Least squares: How does the projection theorem lead to the normal equations?

441 Views Asked by At

I understand why $\vec{{P}}$ (the orthogonal projection of $\vec{{b}}$ on w)
is the closest vector to $\vec{{b}}$ (The vector that does not give us a solution to the
equation and that's why we need to do the process)

But I do not understand the equation:
$$A^TA\vec{{x}}=A^T \vec{{b}}$$ Why does multiplying each side of the original equation $A\vec{{x}}=\vec{{b}}$ (We know she has no answer) by $A^T$ give us the closest answer?
Thank you

3

There are 3 best solutions below

5
On BEST ANSWER

Given vector $\vec b$ and matrix $A$, the goal is to find $\vec x$ so that $A\vec x$ is as close to $\vec b$ as possible.

Let $W$ be the subspace of all vectors of the form $A\vec x$. Observe that $W$ is the set of all linear combinations of columns of $A$.

We are looking for the vector in $W$ that is closest to $\vec b$. Write $A\hat x$ for this vector.
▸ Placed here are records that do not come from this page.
PR #2073, opened 2024-01-11
IF:Unification: Process received Vote message

linh2931:
Process vote messages received from net plugin:
* aggregated the vote signature into the pending QC for the block the vote corresponds to
* added tests

Changing `proposal_id` to `block_id` in vote message and removing `proposal_digest` from pending_quorum_certificate will be done after unification as they should be part of the bigger cleaning up effort: https://github.com/AntelopeIO/leap/issues/2072

Resolved https://github.com/AntelopeIO/leap/issues/2046

Replaced https://github.com/AntelopeIO/leap/pull/2067

### DIFF
--- a/libraries/chain/block_state.cpp
+++ b/libraries/chain/block_state.cpp
@@ -103,6 +103,7 @@ namespace eosio::chain {
    {}
 #endif
 
+   // Called from net threads
    bool block_state::aggregate_vote(const hs_vote_message& vote) {
       const auto& finalizers = finalizer_policy->finalizers;
       auto it = std::find_if(finalizers.begin(),
--- a/libraries/chain/block_state.cpp
+++ b/libraries/chain/block_state.cpp
@@ -102,5 +102,32 @@ namespace eosio::chain {
    ,_cached_trxs( std::move(trx_metas) )
    {}
 #endif
+
+   bool block_state::aggregate_vote(const hs_vote_message& vote) {
+      const auto& finalizers = finalizer_policy->finalizers;
+      auto it = std::find_if(finalizers.begin(),
+                             finalizers.end(),
+                             [&](const auto& finalizer) { return finalizer.public_key == vote.finalizer_key; });
+
+      if (it != finalizers.end()) {
+         auto index = std::distance(finalizers.begin(), it);
+         if( vote.strong ) {
+            std::vector<uint8_t> d(strong_finalizer_digest.data(), strong_finalizer_digest.data() + strong_finalizer_digest.data_size());
+            return pending_qc.add_strong_vote( d,
+                                               index,
+                                               vote.finalizer_key,
+                                               vote.sig );
+         } else {
+            std::vector<uint8_t> d(weak_finalizer_digest.data(), weak_finalizer_digest.data() + weak_finalizer_digest.data_size());
+            return pending_qc.add_weak_vote( d,
+                                             index,
+                                             vote.finalizer_key,
+                                             vote.sig );
+         }
+      } else {
+         wlog( "finalizer_key (${k}) in vote is not in finalizer policy", ("k", vote.finalizer_key) );
+         return false;
+      }
+   }
    
 } /// eosio::chain
--- a/libraries/chain/block_state.cpp
+++ b/libraries/chain/block_state.cpp
@@ -114,6 +114,7 @@ namespace eosio::chain {
          const digest_type& digest = vote.strong ? strong_finalizer_digest : weak_finalizer_digest;
 
          return pending_qc.add_vote(vote.strong,
+#warning TODO change to use std::span if possible
                                     std::vector<uint8_t>{digest.data(), digest.data() + digest.data_size()},
                                     index,
                                     vote.finalizer_key,
--- a/libraries/chain/block_state.cpp
+++ b/libraries/chain/block_state.cpp
@@ -55,14 +55,14 @@ void block_state::set_trxs_metas( deque<transaction_metadata_ptr>&& trxs_metas, 
 
 // Called from net threads
 bool block_state::aggregate_vote(const hs_vote_message& vote) {
-   const auto& finalizers = finalizer_policy->finalizers;
+   const auto& finalizers = active_finalizer_policy->finalizers;
    auto it = std::find_if(finalizers.begin(),
                           finalizers.end(),
                           [&](const auto& finalizer) { return finalizer.public_key == vote.finalizer_key; });
 
    if (it != finalizers.end()) {
       auto index = std::distance(finalizers.begin(), it);
-      const digest_type& digest = vote.strong ? strong_finalizer_digest : weak_finalizer_digest;
+      const digest_type& digest = vote.strong ? strong_digest : weak_digest;
       return pending_qc.add_vote(vote.strong,
 #warning TODO change to use std::span if possible
                                  std::vector<uint8_t>{digest.data(), digest.data() + digest.data_size()},
--- a/libraries/chain/block_state.cpp
+++ b/libraries/chain/block_state.cpp
@@ -111,19 +111,13 @@ namespace eosio::chain {
 
       if (it != finalizers.end()) {
          auto index = std::distance(finalizers.begin(), it);
-         if( vote.strong ) {
-            std::vector<uint8_t> d(strong_finalizer_digest.data(), strong_finalizer_digest.data() + strong_finalizer_digest.data_size());
-            return pending_qc.add_strong_vote( d,
-                                               index,
-                                               vote.finalizer_key,
-                                               vote.sig );
-         } else {
-            std::vector<uint8_t> d(weak_finalizer_digest.data(), weak_finalizer_digest.data() + weak_finalizer_digest.data_size());
-            return pending_qc.add_weak_vote( d,
-                                             index,
-                                             vote.finalizer_key,
-                                             vote.sig );
-         }
+         const digest_type& digest = vote.strong ? strong_finalizer_digest : weak_finalizer_digest;
+
+         return pending_qc.add_vote(vote.strong,
+                                    std::vector<uint8_t>{digest.data(), digest.data() + digest.data_size()},
+                                    index,
+                                    vote.finalizer_key,
+                                    vote.sig);
       } else {
          wlog( "finalizer_key (${k}) in vote is not in finalizer policy", ("k", vote.finalizer_key) );
          return false;
--- a/libraries/chain/controller.cpp
+++ b/libraries/chain/controller.cpp
@@ -301,19 +301,16 @@ struct block_data_t {
       }, v);
    }
 
-   // called from net thread
+    // called from net thread
 	 bool aggregate_vote(const hs_vote_message& vote) {
 	    return std::visit(
 	       overloaded{[](const block_data_legacy_t&) {
-	                     EOS_ASSERT(false, misc_exception, "attempting to call aggregate_vote in legacy mode");
+                        // We can be late in switching to Instant Finality
+                        // and receive votes from those already having switched.
 	                     return false; },
 	                  [&](const block_data_new_t& bd) {
 	                     auto bsp = bd.fork_db.get_block(vote.proposal_id);
-	                     if (bsp) {
-	                        return bsp->aggregate_vote(vote);
-	                     } else {
-	                        return false;
-                        }; }
+	                     return bsp && bsp->aggregate_vote(vote); }
                     },
 	       v);
 	 }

By the projection theorem, $A\hat x$ is the orthogonal projection of $\vec b$ onto $W$. Equivalently, $A\hat x-\vec b$ is orthogonal to every vector in $W$. As a special case, we conclude:

$$ \text{$A\hat x-\vec b$ is orthogonal to every column of matrix $A$}. \tag{*}$$

Constraint (*) can be written in matrix form as: $$ A^T(A\hat x-b) = 0,$$ which leads to the equation $A^TA\hat x=A^T\vec b$.

0
On

I'm not able to comment, but my answer to: How to formulate ordinary least squares regression in component formalism? may address your question. The reason multiplying each side by $A^T$ helps is that while $A$ may not have an inverse, $A^TA$ typically does, allowing you to solve for $\vec{x}$.

0
On

@nosuchthingasmagic gives a link to a question that gives a calculus-based derivation. Here's another one.
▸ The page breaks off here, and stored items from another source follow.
Issue #2075, opened 2024-01-11
IF: Unification: implement get_best_qc in block_state


linh2931:
`get_best_qc` is needed when finding the most recent ancestor QC.

If `pending_qc` does not have a valid QC, return valid_qc. Otherwise, extract the valid QC from `pending_qc`. Compare that to `valid_qc` to determine which is better: Strong beats Weak. Break tie with highest accumulated weight.  Return the better one.

PR #2076, opened 2024-01-11
IF: Unification: Implement get_best_qc in block_state

linh2931:
If `pending_qc` does not have a valid QC, return valid_qc. Otherwise, extract the valid QC from `pending_qc`. Compare that to `valid_qc` to determine which is better: Strong beats Weak. Break tie with `valid_qc`.  Return the better one.

Resolved https://github.com/AntelopeIO/leap/issues/2075

### DIFF
--- a/libraries/chain/block_state.cpp
+++ b/libraries/chain/block_state.cpp
@@ -102,5 +102,45 @@ namespace eosio::chain {
    ,_cached_trxs( std::move(trx_metas) )
    {}
 #endif
+
+   std::optional<qc_data_t> block_state::get_best_qc() const {
+      auto block_number = block_num();
+
+      // if pending_qc does not have a valid QC, consider valid_qc only
+      if( !pending_qc.is_valid() ) {
+         if( valid_qc ) {
+            return qc_data_t{ quorum_certificate{ block_number, valid_qc.value() },
+                              qc_info_t{ block_number, valid_qc.value().is_strong() }};
+         } else {
+            return std::nullopt;;
+         }
+      }
+
+      // extract valid QC from pending_qc
+      valid_quorum_certificate valid_qc_from_pending(pending_qc);
+
+      // if valid_qc does not have value, consider valid_qc_from_pending only
+      if( !valid_qc ) {
+         return qc_data_t{ quorum_certificate{ block_number, valid_qc_from_pending },
+                           qc_info_t{ block_number, valid_qc_from_pending.is_strong() }};
+      }
+
+      // Both valid_qc and valid_qc_from_pending have value. Compare them and select a better one.
+      // Strong beats weak. Break tie with highest accumulated weight.
+      auto valid_qc_is_better = false;
+      if( valid_qc.value().is_strong() && !valid_qc_from_pending.is_strong() ) {
+         valid_qc_is_better = true;
+      } else if( !valid_qc.value().is_strong() && valid_qc_from_pending.is_strong() ) {
+         valid_qc_is_better = false;
+      } else if( valid_qc.value().accumulated_weight() >= valid_qc_from_pending.accumulated_weight() ) {
+         valid_qc_is_better = true;
+      } else {
+         valid_qc_is_better = false;
+      }
+
+      const auto& qc = valid_qc_is_better ? valid_qc.value() : valid_qc_from_pending;
+      return qc_data_t{ quorum_certificate{ block_number, qc },
+                        qc_info_t{ block_number, qc.is_strong() }};
+   }
    
 } /// eosio::chain
--- a/libraries/chain/block_state.cpp
+++ b/libraries/chain/block_state.cpp
@@ -107,10 +107,10 @@ namespace eosio::chain {
       auto block_number = block_num();
 
       // if pending_qc does not have a valid QC, consider valid_qc only
-      if( !pending_qc.is_valid() ) {
+      if( !pending_qc.is_quorum_met() ) {
          if( valid_qc ) {
-            return qc_data_t{ quorum_certificate{ block_number, valid_qc.value() },
-                              qc_info_t{ block_number, valid_qc.value().is_strong() }};
+            return qc_data_t{ quorum_certificate{ block_number, *valid_qc },
+                              qc_info_t{ block_number, valid_qc->is_strong() }};
          } else {
             return std::nullopt;;
          }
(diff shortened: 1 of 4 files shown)


libraries/chain/block_state.cpp
```diff
@@ -102,5 +102,45 @@ namespace eosio::chain {
...
 #endif
+
+   std::optional<qc_data_t> block_state::get_best_qc() const {
+      auto block_number = block_num();
+
+      // if pending_qc does not have a valid QC, consider valid_qc only
+      if( !pending_qc.is_valid() ) {
+         if( valid_qc ) {
+            return qc_data_t{ quorum_certificate{ block_number, valid_qc.value() },
+                              qc_info_t{ block_number, valid_qc.value().is_strong() }};
```
greg7mdp, line 113:
```suggestion
            return qc_data_t{ quorum_certificate{ block_number, *valid_qc },
                              qc_info_t{ block_number, valid_qc->is_strong() }};
```

libraries/chain/block_state.cpp
```diff
@@ -102,5 +102,45 @@ namespace eosio::chain {
...
+      // Strong beats weak. Break tie with highest accumulated weight.
+      auto valid_qc_is_better = false;
+      if( valid_qc.value().is_strong() && !valid_qc_from_pending.is_strong() ) {
+         valid_qc_is_better = true;
+      } else if( !valid_qc.value().is_strong() && valid_qc_from_pending.is_strong() ) {
+         valid_qc_is_better = false;
+      } else if( valid_qc.value().accumulated_weight() >= valid_qc_from_pending.accumulated_weight() ) {
+         valid_qc_is_better = true;
+      } else {
+         valid_qc_is_better = false;
```
greg7mdp, line 138: For modularity, I believe it would be better to have a comparison operator in `valid_quorum_certificate`, such as:

```c++
      bool operator<(const valid_quorum_certificate& o) {
         if (is_strong() != o.is_strong())
            return o.is_strong();
         if (accumulated_weight() != o.accumulated_weight()) 
            return accumulated_weight() <  o.accumulated_weight();
         return false;
      }
```

libraries/chain/include/eosio/chain/hotstuff/hotstuff.hpp
```diff
@@ -211,6 +212,8 @@ namespace eosio::chain {
       bool is_weak()   const { return !!_weak_votes; }
       bool is_strong() const { return !_weak_votes; }
 
+      uint32_t accumulated_weight() const { return (_strong_votes ? _strong_votes.value().count() : 0) + (_weak_votes ? _weak_votes.value().count() : 0); }
+
```
greg7mdp, line 216: I believe the `accumulated_weight` function should not count the weak votes when the qc is strong.

greg7mdp (changes requested):

libraries/chain/block_state.cpp
linh2931: Thanks!

libraries/chain/include/eosio/chain/hotstuff/hotstuff.hpp
linh2931: When qc is strong, weak count is 0. No need to have a separate expression. Will add a comment.

heifner: Curious why your preference for `->` and `*` over `.value()` ?

linh2931: `value()` is clearer while `->` is shorter? Either way is fine with me.

libraries/chain/include/eosio/chain/hotstuff/hotstuff.hpp
```diff
@@ -211,6 +211,12 @@ namespace eosio::chain {
       bool is_weak()   const { return !!_weak_votes; }
       bool is_strong() const { return !_weak_votes; }
 
+      bool     operator<(const valid_quorum_certificate& other) const;
+
+      // When it is strong, _weak_votes does not exist. No need to have a separate
+      // calculation for strong
+      uint32_t accumulated_weight() const { return (_strong_votes ? _strong_votes->count() : 0) + (_weak_votes ? _weak_votes->count() : 0); }
```
arhag, line 218: For now, ignore the `accumulated_weight` and just focus on strong QCs beating weak QCs. Otherwise, they are equally good enough.

libraries/chain/hotstuff/hotstuff.cpp
```diff
@@ -184,6 +184,18 @@ valid_quorum_certificate::valid_quorum_certificate(
       _weak_votes = vector_to_bitset(weak_votes);
 }
 
+// Strong beats weak. Break tie with highest accumulated weight.
+bool valid_quorum_certificate::operator<(const valid_quorum_certificate& other) const {
```
arhag, line 188: Remove this comparison function as well. There is no clear way to consider one QC better than the other as a total order. And we don't need a total order to get a good enough implementation for `get_best_qc` for now.

libraries/chain/include/eosio/chain/block_state.hpp
```diff
@@ -29,6 +29,7 @@ namespace eosio::chain {
       bool                   is_valid()          const { return validated; } 
       void                   set_valid(bool b)         { validated = b; }
       uint32_t               irreversible_blocknum() const { return 0; } // [greg todo] equivalent of dpos_irreversible_blocknum
+      std::optional<qc_data_t> get_best_qc()     const;
```
arhag, line 32: We should return `std::optional<quorum_certificate>`.

I don't see the purpose of `qc_data_t` at all. It should be possible to derive a `qc_info_t` from a `quorum_certificate`.

libraries/chain/block_state.cpp
```diff
@@ -102,5 +102,34 @@ namespace eosio::chain {
...
+         if( valid_qc ) {
+            return qc_data_t{ quorum_certificate{ block_number, *valid_qc },
+                              qc_info_t{ block_number, valid_qc->is_strong() }};
+         } else {
+            return std::nullopt;;
+         }
+      }
+
+      // extract valid QC from pending_qc
+      valid_quorum_certificate valid_qc_from_pending(pending_qc);
```
arhag, line 120: I don't like that we use a constructor that has an `assert(0)` inside of it if it is called incorrectly. I get that it shouldn't happen in this case since you have already ensured that by this point `pending_qc.is_quorum_met() == true`. But this is a fragile pattern. It would be better to have a member function in `pending_quorum_certificate` to extract an optional `valid_quorum_certificate`.

Anyway, this is just a note for the future. I don't expect this to change in this PR.

libraries/chain/block_state.cpp
```diff
@@ -102,5 +102,34 @@ namespace eosio::chain {
...
+
+      // if valid_qc does not have value, consider valid_qc_from_pending only
+      if( !valid_qc ) {
+         return qc_data_t{ quorum_certificate{ block_number, valid_qc_from_pending },
+                           qc_info_t{ block_number, valid_qc_from_pending.is_strong() }};
+      }
+
+      // Both valid_qc and valid_qc_from_pending have value. Compare them and select a better one.
+      // Strong beats weak. Break tie with highest accumulated weight.
```
arhag, line 129: Don't yet break the tie with the highest accumulated weight. Just pick `valid_qc` if both are strong.

arhag (changes requested):

libraries/chain/block_state.cpp
linh2931: Added a TODO warning.

libraries/chain/include/eosio/chain/hotstuff/hotstuff.hpp
greg7mdp: > Curious why your preference for `->` and `*` over `.value()` ?

I believe it is simpler, more compact, and more idiomatic. For example the example in cppreference uses `*` and not `value()`. Also it looks better to me because it works just like a pointer, and I can tell with a quick look that it is correct, while the `value()` version takes more effort to read.

I guess it is a matter of preference. Personally, everything else (like legibility) being equal, I prefer the most concise way of expressing something.

greg7mdp: Oh and I forgot `*` could actually be more efficient because it doesn't check that the optional contains a value (while `value()` throws if it doesn't).

arhag (approved):

greg7mdp (approved):

ericpassmore:
Note:start
group: IF
category: INTERNALS
summary: Returns the most significant QC from the ancestors. Takes many factors into account when determining the QC to return. 
Note: end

The standard notation is $\vec y = X \vec {\beta}$. Then we note that this has no exact solution, so really $X \vec {\beta} = \vec y + \vec {\epsilon}$. If $\vec \beta$ is optimal, then $X^T \vec {\epsilon}=\vec 0$. So when we multiply both sides by $X$, $\epsilon$ disappears and we're left with $X^TX \vec {\beta} = X^T\vec y$.

Why $X^T \vec {\epsilon}=\vec 0$? Well, that's saying that every row of $X^T$ is orthogonal to $\vec {\epsilon}$. And the rows of $X^T$ represent all the observations of a particular feature. So this is saying that for each feature, the observations of that feature are uncorrelated with the errors. If there were a correlation, we could adjust the corresponding $\beta_i$ to get a better fit.